It was something to do with a car pulling up at that corner.
She closed her eyes and saw the brake lights of a green four-wheel-drive. The number plate said: GINA 333.
Nothing else. She felt simultaneously hot and cold, as if she had the flu. For
God's sake
. Was she about to be sick again? All that custard tart. The children could clean it up with their water pistols.
A horn tooted. “Alice?”
Alice opened her eyes.
A car had pulled up on the other side of the road and a man was leaning out the window. He opened the car door and quickly crossed the street toward her.
“What happened?”
He stood in front of her and blocked out the sun. Alice squinted mutely up at him. She couldn't make out the features of his face. He seemed extremely tall.
He bent down beside her and touched her arm.
“Did you faint?”
She could see his face now. It was an ordinary, kind, thin, middle-aged sort of face, the unassuming face of a friendly newsagent who chatted to you about the weather.
“Come on. Up you get,” he said, and lifted her by both elbows so she rose straight to her feet. “We'll get you home.”
He led her across the street to the car and deposited her in the passenger seat. Alice couldn't decide what to say, so she didn't say anything. A voice from the back of the car said, “Did you fall over and hurt yourself?”
Alice turned and saw a little boy with liquid brown eyes staring at her anxiously.
She said, “I just felt a bit funny.”
The man got back in the car and started the engine. “We were on our way over to your place and then Jasper spotted you. Were you going for a run?”
“Yes,” said Alice. They stopped at the corner of Rawson and King. She thought of the car with the GINA number plate and felt nothing.
“I saw Neil Morris at the IGA this morning,” said the man. “He said he saw you being carried out of the gym on a stretcher yesterday! I left a few messages for you, but I didn't . . .”
His voice drifted away.
“I fell over and hit my head during my ‘spin class,'” said Alice. “I'm fine today, but I shouldn't have been running. It was stupid of me.”

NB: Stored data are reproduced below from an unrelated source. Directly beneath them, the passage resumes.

PR #510, opened 2019-08-11
[Feature] Subtitle Upload

edualm:
This pull requests allows for subtitles to be uploaded from the web browser to the server running bazarr.

This is useful for cases where a subtitle can't be found on one of the providers built-in to bazarr.

I'm using `master` and not `development` as the base since, at least per my testing, `development` isn't working correctly (manually searching for subtitles crashes bazarr) and I wanted to get this feature live on my hosted instance.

The little boy called Jasper giggled in the backseat. “You're not stupid! Sometimes my dad is stupid. Like today, he forgot three things and we had to keep stopping the car and he'd say, ‘Boofhead!' It was pretty funny. Okay, first thing was his wallet. Second thing was his mobile phone. Third thing—ummm, okay, third thing—Dad, what was the third thing you forgot?”
They were pulling into Alice's driveway. They stopped the car and the little boy gave up on the third thing and threw open his car door and ran toward the veranda.
The man pulled on the handbrake and then turned to look at Alice with gentle concern. He put a hand on her shoulder. “Well, I think you'd better put your feet up while Jasper and I take care of those balloons.”
Balloons. For the party, presumably.
“This is a bit awkward,” began Alice.
The man smiled. He had a lovely smile. He said, “What is?”
Alice said, “I have absolutely no idea who you are.”
(Although, in truth, there was something about the way he smiled and the feeling of his hand on her shoulder that was giving her an idea.)
The man's hand sprang back like an elastic band.
He said, “Alice! It's me. Dominick.”
 
 
Frannie's Letter to Phil
Me again, Phil.
Barb and Roger took me for lunch at Alice's place today.
Physically she seems fine, but she is definitely not herself. She didn't remember Gina! It was disconcerting. Gina played such a big part in Alice's life. Almost too big a part.
Barb talked about it all the way home. “Sometimes I wish Alice had never met Gina,” she fretted. “You can't change the past,” pronounced Roger, and we were all quite overcome by his wisdom. He's a philosopher, that fellow.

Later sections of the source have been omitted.